Where is the best place to buy the Lenser please? Time to replace my Brinkmann I think.

I'm surprised none of the traders have started stocking them yet...


----------



## ant_s (Jan 29, 2009)

got mind from Amazon, think it was about £35 and i used a free month of Amazon prime or something, where you can upgrade to free next day delivery


----------



## Daniel C (Jul 17, 2010)

Yep I'll vouch for the P7, its ace! Very bright and it has high and low power modes. Mine was new from Ebay for £40


----------



## -Kev- (Oct 30, 2007)

RussZS said:


> Where is the best place to buy the Lenser please? Time to replace my Brinkmann I think.
> 
> I'm surprised none of the traders have started stocking them yet...


looked at the new brinkmann shinerama stock Russ?... the P7 is a good torch though - TSC detailing here stock lensers iirc


----------



## MidlandsCarCare (Feb 18, 2006)

Yeah I saw that on Motorgeek mate, but I think I'll prefer a torch, and be able to use normal batteries will be beneficial too in case of emergencies (the Brinkmann does take a while to charge)


----------



## steve D (Oct 5, 2010)

I'll vouch for the p7 too, use it for work, colleagues were so impressed and not wanting to be out shone all went and bought one. I have the p5 to and the p6 is now issued out as standard over the maglites.


----------



## sam1832 (Aug 17, 2010)

http://cgi.ebay.co.uk/ws/eBayISAPI.dll?ViewItem&item=230388626724&ssPageName=STRK:MEWNX:IT

£50 from ebay, free postage, came next day, got a nice case and a smaller lenser that i was going to use for work but my gf has already taken it for her work lol


----------



## -Kev- (Oct 30, 2007)

RussZS said:


> Yeah I saw that on Motorgeek mate, but I think I'll prefer a torch, and be able to use normal batteries will be beneficial too in case of emergencies (the Brinkmann does take a while to charge)


new brinkmann takes conventional batteries iirc..
aye, six AA's. http://www.shinearama.co.uk/product.php?id=BRK-TUFF


----------



## stangalang (Nov 27, 2009)

-Kev- said:


> new brinkmann takes conventional batteries iirc..


Yes it does kev, i have one and very nice it is too. 300 lumens.


----------



## -Kev- (Oct 30, 2007)

stangalang said:


> Yes it does kev, i have one and very nice it is too. 300 lumens.

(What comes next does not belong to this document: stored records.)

PR #605, opened 2020-08-27
olsrd: migrate to using bison 3.7.1

pmelange:
With the upgrade to bison 3.7.1 (openwrt commit 1cf842d) building
olsrd was failing.  Now, instead of the contents of header files
being directly inserted into the generated source files, they are
instead included with a #include directive.

The local.mk has, until now, done some magic with *-tmp files,
which is not longer necessary and even causes builds to fail.

src/cfgparser/oparse.c:265:10: fatal error: oparse.h-tmp: No such file or directory
 #include "oparse.h-tmp"

Suggested-by: Jo-Philipp Wich <jo@mein.io>
Signed-off-by: Perry Melange <isprotejesvalkata@gmail.com>

### DIFF
--- a/olsrd/Makefile
+++ b/olsrd/Makefile
@@ -9,7 +9,7 @@ include $(TOPDIR)/rules.mk
 
 PKG_NAME:=olsrd
 PKG_SOURCE_DATE:=2020-06-18
-PKG_RELEASE:=2
+PKG_RELEASE:=3
 
 PKG_SOURCE_PROTO:=git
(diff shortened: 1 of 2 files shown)


PolynomialDivision:
I think the parched should be numbered 100 since we wait for upstream merge?

pmelange:
Well, the musl changes (patch 010) has a PR upstream https://github.com/OLSR/olsrd/pull/84.  This change has no PR upstream .  So, I guess 011 is fine.

PR #606, opened 2020-08-27
olsrd:  fix compilation with bison version 3.7.1

PolynomialDivision:
Recent bison versions changed the way the parser output is generated, which causes compilation of the generated oparse.c to fail with

```
[CC] src/cfgparser/oparse.c
src/cfgparser/oparse.c:265:10: fatal error: oparse.h-tmp: No such file
or directory
 #include "oparse.h-tmp"
          ^~~~~~~~~~~~~~
```

Fix the issue by generating the expected output files directly and by modifying the *.c file in-place.

Suggested-by: Jo-Philipp Wich <jo@mein.io>

### DIFF
--- a/olsrd/Makefile
+++ b/olsrd/Makefile
@@ -9,7 +9,7 @@ include $(TOPDIR)/rules.mk
 
 PKG_NAME:=olsrd
 PKG_SOURCE_DATE:=2020-06-18
-PKG_RELEASE:=2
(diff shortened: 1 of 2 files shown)


pmelange:
Great minds think alike https://github.com/openwrt-routing/packages/pull/605

PolynomialDivision:
Lol xD I will close.

PR #2407, opened 2017-05-08
Add resolution of _htmlwidgets urls for users packages

gordonwoodhull:
fixes att/rcloud.htmlwidgets#6

This PR replaces #2405. I merged the rest of it but this one I was unable to test and thoroughly review due to my test machine only supporting a single user.


gordonwoodhull:
@s-u, could you take a quick look at this since it's a big chunk of R code? I haven't been able to test it since I unfortunately need to run `devtools::install_from_github` in order to install the parcoords package, and that doesn't work due to some permissions problems on romo.

gordonwoodhull:
I couldn't change the target of this PR (it needs to go the release branch instead of develop).

So I'm closing this and replacing it with #2419

PR #2408, opened 2017-05-09
Fix #2369 by ensuring that recent notebooks list is always refreshed

### LINKED ISSUE #2369: if notebook fails to load, recent notebooks are not available
menu is empty.

useless5771:


gordonwoodhull:
Good solution - I had thought of just running this promise chain in parallel without relying on the success of load, but using `finally` is clearer and probably more correct. 

I'm just simplifying it slightly (sort of), to keep methods of the editor_tab returning promises directly.

PR #2409, opened 2017-05-09
Fix #2209 by handling errors during import of notebooks

### LINKED ISSUE #2209: Unable to import multiple external notebooks if one of the Notebook is invalid
While importing multiple notebooks if one of the notebook is encrypted then it fails to import the remaining notebooks.

useless5771:


gordonwoodhull:
Thanks @useless5771! Rebased and merged as 31ffb76825c6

making me want one now, as good as the P7 is


----------



## stangalang (Nov 27, 2009)

Don't know mate not tried one, but I have used similar and will say there is no need for both, and from what I have seen it doesn't offer that much more so stick with what you have, or I'll trade you for a while:thumb:


----------



## spurgen (Aug 13, 2008)

Heavertron said:


> There are much better torches out there for the same money. The problem with the lenser is that you can't use rechargeable batteries as there is no regulation circuitry.
> 
> They are a very well known brand though, and compared the Maglights that everyone knows, they do produce much more light. I have one :thumb:





Heavertron said:


> Check out candlepower forums. More information than anyone reasonably wants to know about torches!
> 
> I'll just bat some names around, Fenix, Surefire. There are a bunch of lights at Dealextreme that are a gamble on the Chinese build quality, but if you get an okay one, are very powerful for the money, and can be used with rechargeable batteries. I recently bought SKU17401 and it's very good for the money.
> 
> Hope this helps someone :thumb:


The new M series Lensers can use rechargeables and have regulated circuitry. Which is what I would be looking at instead of the P7 if you can afford the extra coin.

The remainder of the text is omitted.